- [Supplied material]
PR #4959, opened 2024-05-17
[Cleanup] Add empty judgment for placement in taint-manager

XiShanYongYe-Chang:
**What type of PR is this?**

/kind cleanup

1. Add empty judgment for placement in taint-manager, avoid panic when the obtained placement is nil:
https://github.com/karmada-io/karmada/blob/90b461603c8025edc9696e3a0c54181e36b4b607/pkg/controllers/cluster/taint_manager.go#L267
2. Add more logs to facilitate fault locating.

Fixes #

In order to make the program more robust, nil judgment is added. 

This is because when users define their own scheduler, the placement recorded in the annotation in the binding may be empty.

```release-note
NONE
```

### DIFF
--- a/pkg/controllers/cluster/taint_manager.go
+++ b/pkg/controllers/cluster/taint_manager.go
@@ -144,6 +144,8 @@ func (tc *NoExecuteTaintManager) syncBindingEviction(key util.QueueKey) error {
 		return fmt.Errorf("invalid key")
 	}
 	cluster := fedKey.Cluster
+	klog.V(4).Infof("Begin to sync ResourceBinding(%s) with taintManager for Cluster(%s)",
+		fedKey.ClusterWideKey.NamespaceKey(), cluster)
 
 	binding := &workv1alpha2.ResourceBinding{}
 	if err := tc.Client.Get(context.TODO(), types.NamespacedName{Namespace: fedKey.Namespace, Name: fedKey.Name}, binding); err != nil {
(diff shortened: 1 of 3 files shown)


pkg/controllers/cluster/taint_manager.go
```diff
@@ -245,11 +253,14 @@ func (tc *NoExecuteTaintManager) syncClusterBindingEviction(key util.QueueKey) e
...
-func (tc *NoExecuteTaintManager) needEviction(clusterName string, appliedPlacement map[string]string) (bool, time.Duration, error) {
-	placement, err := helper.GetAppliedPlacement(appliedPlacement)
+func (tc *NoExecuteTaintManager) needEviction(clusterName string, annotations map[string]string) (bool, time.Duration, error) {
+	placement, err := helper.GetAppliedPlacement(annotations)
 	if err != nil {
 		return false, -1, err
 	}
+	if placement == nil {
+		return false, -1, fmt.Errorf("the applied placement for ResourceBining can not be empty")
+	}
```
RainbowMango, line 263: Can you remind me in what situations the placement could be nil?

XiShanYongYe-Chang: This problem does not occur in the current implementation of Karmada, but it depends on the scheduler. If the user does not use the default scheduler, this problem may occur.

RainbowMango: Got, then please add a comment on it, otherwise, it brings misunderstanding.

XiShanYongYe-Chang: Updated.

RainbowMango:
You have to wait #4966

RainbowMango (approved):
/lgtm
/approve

- [Your objective] Reproduce every record above exactly as it is written.

- [Task answer]
PR #4959, opened 2024-05-17
[Cleanup] Add empty judgment for placement in taint-manager

XiShanYongYe-Chang:
**What type of PR is this?**

/kind cleanup

1. Add empty judgment for placement in taint-manager, avoid panic when the obtained placement is nil:
https://github.com/karmada-io/karmada/blob/90b461603c8025edc9696e3a0c54181e36b4b607/pkg/controllers/cluster/taint_manager.go#L267
2. Add more logs to facilitate fault locating.

Fixes #

In order to make the program more robust, nil judgment is added. 

This is because when users define their own scheduler, the placement recorded in the annotation in the binding may be empty.

```release-note
NONE
```

### DIFF
--- a/pkg/controllers/cluster/taint_manager.go
+++ b/pkg/controllers/cluster/taint_manager.go
@@ -144,6 +144,8 @@ func (tc *NoExecuteTaintManager) syncBindingEviction(key util.QueueKey) error {
 		return fmt.Errorf("invalid key")
 	}
 	cluster := fedKey.Cluster
+	klog.V(4).Infof("Begin to sync ResourceBinding(%s) with taintManager for Cluster(%s)",
+		fedKey.ClusterWideKey.NamespaceKey(), cluster)
 
 	binding := &workv1alpha2.ResourceBinding{}
 	if err := tc.Client.Get(context.TODO(), types.NamespacedName{Namespace: fedKey.Namespace, Name: fedKey.Name}, binding); err != nil {
(diff shortened: 1 of 3 files shown)


pkg/controllers/cluster/taint_manager.go
```diff
@@ -245,11 +253,14 @@ func (tc *NoExecuteTaintManager) syncClusterBindingEviction(key util.QueueKey) e
...
-func (tc *NoExecuteTaintManager) needEviction(clusterName string, appliedPlacement map[string]string) (bool, time.Duration, error) {
-	placement, err := helper.GetAppliedPlacement(appliedPlacement)
+func (tc *NoExecuteTaintManager) needEviction(clusterName string, annotations map[string]string) (bool, time.Duration, error) {
+	placement, err := helper.GetAppliedPlacement(annotations)
 	if err != nil {
 		return false, -1, err
 	}
+	if placement == nil {
+		return false, -1, fmt.Errorf("the applied placement for ResourceBining can not be empty")
+	}
```
RainbowMango, line 263: Can you remind me in what situations the placement could be nil?

XiShanYongYe-Chang: This problem does not occur in the current implementation of Karmada, but it depends on the scheduler. If the user does not use the default scheduler, this problem may occur.

RainbowMango: Got, then please add a comment on it, otherwise, it brings misunderstanding.

XiShanYongYe-Chang: Updated.

RainbowMango:
You have to wait #4966

RainbowMango (approved):
/lgtm
/approve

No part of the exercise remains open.